PR #9085, opened 2025-10-12
[ImportVerilog] Add delayed assignment support

fabianschuiki:
Add the `moore.delayed_assign` and `moore.delayed_nonblocking_assign` ops to represent `assign #1ns a = b` and `a <= #1ns b` in SystemVerilog, respectively.

Lower the new delay ops to `llhd.drv` with the appropriate delay value.

Add support for blocking assignments with intra-assignment timing control to the ImportVerilog conversion. These are pretty trivial, since the blocking effects of the timing control are simply inserted in between computing the right-hand side and assigning to the left-hand side.

Also add support for non-blocking assignments with intra-assignment delays. These require the new `moore.delayed_nonblocking_assign`, since the operation cannot suspend execution of the surrounding process. Instead, the assignment has to be added to the event queue and executed at a later point in time. Theoretically, the user could type wild things here, like `a <= repeat(5) @(posedge b or negedge c) d`, which would require us to spawn a separate "thread" to determine when all the events have occurred and the assignment can take place. We don't support any of that for now, because this is just utterly deranged.

Also add support for delayed continuous assignments. This is pretty trivial since SystemVerilog only allows for simple delay values, such as `assign #1ns a = b`. This requires the new `moore.delayed_assign` op.

### DIFF
--- a/lib/Conversion/ImportVerilog/TimingControls.cpp
+++ b/lib/Conversion/ImportVerilog/TimingControls.cpp
@@ -155,7 +155,7 @@ struct LTLClockControlVisitor {
 // be handled by `handleDelayControl`.
 static LogicalResult handleRoot(Context &context,
                                 const slang::ast::TimingControl &ctrl,
-                                moore::WaitEventOp &implicitWaitOp) {
+                                moore::WaitEventOp *implicitWaitOp) {
   auto &builder = context.builder;
   auto loc = context.convertLocation(ctrl.sourceRange);
 
@@ -178,7 +178,9 @@ static LogicalResult handleRoot(Context &context,
     // empty wait op and let `Context::convertTimingControl` populate it once
     // the statement has been lowered.
   case TimingControlKind::ImplicitEvent:
-    implicitWaitOp = moore::WaitEventOp::create(builder, loc);
+    if (!implicitWaitOp)
+      return mlir::emitError(loc) << "implicit events cannot be used here";
+    *implicitWaitOp = moore::WaitEventOp::create(builder, loc);
     return success();
 
     // Handle event control.
@@ -207,6 +209,11 @@ static LogicalResult handleRoot(Context &context,
 }
 
 LogicalResult
+Context::convertTimingControl(const slang::ast::TimingControl &ctrl) {
+  return handleRoot(*this, ctrl, nullptr);
+}
+
+LogicalResult
 Context::convertTimingControl(const slang::ast::TimingControl &ctrl,
                               const slang::ast::Statement &stmt) {
   // Convert the timing control. Implicit event control will create a new empty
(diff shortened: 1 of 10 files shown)


lib/Conversion/MooreToCore/MooreToCore.cpp
```diff
@@ -1470,21 +1470,31 @@ struct AssignedVariableOpConversion
...
+    Value delay;
+    if constexpr (std::is_same_v<OpTy, ContinuousAssignOp> ||
+                  std::is_same_v<OpTy, BlockingAssignOp>) {
+      delay = llhd::ConstantTimeOp::create(
+          rewriter, op->getLoc(),
+          llhd::TimeAttr::get(op->getContext(), 0U, "ns", 0, 1));
+    } else if constexpr (std::is_same_v<OpTy, NonBlockingAssignOp>) {
+      delay = llhd::ConstantTimeOp::create(
+          rewriter, op->getLoc(),
+          llhd::TimeAttr::get(op->getContext(), 0U, "ns", 1, 0));
```
uenoku, line 1493: Is it correct to assume 1ns delay?

lib/Conversion/ImportVerilog/TimingControls.cpp
```diff
@@ -178,7 +178,9 @@ static LogicalResult handleRoot(Context &context,
     // empty wait op and let `Context::convertTimingControl` populate it once
     // the statement has been lowered.
   case TimingControlKind::ImplicitEvent:
-    implicitWaitOp = moore::WaitEventOp::create(builder, loc);
+    if (!implicitWaitOp)
+      return mlir::emitError(loc) << "implicit events cannot be used here";
```
uenoku, line 182: Can we add a test for this?

lib/Conversion/MooreToCore/MooreToCore.cpp
fabianschuiki: The LLHD time values are a bit quirky (and in need of some rework). This creates a `0ns 1d 0e` delay :smiling_face_with_tear:. I'll add a comment!

Originally, LLHD tried to explicitly model delta delays for VHDL interoperability, and it had an epsilon delay to accomodate the different scheduling regions of Verilog. But since moving everything to MLIR, I'm pretty sure we can make time values _just_ be actual seconds, and deal with delta delays and the scheduling regions differently.

lib/Conversion/ImportVerilog/TimingControls.cpp
fabianschuiki: Good point. Done!

lib/Conversion/MooreToCore/MooreToCore.cpp
uenoku: Ah I misread` that :) Make sense!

+ + + + +

*Instructions to follow*.
Every line above from the line with "[ImportVerilog] Add delayed" to the line with "Add support for blocking", both included, must be reproduced exactly, and no other line may appear.

*Answer to this problem*.
[ImportVerilog] Add delayed assignment support

fabianschuiki:
Add the `moore.delayed_assign` and `moore.delayed_nonblocking_assign` ops to represent `assign #1ns a = b` and `a <= #1ns b` in SystemVerilog, respectively.

Lower the new delay ops to `llhd.drv` with the appropriate delay value.

Add support for blocking assignments with intra-assignment timing control to the ImportVerilog conversion. These are pretty trivial, since the blocking effects of the timing control are simply inserted in between computing the right-hand side and assigning to the left-hand side.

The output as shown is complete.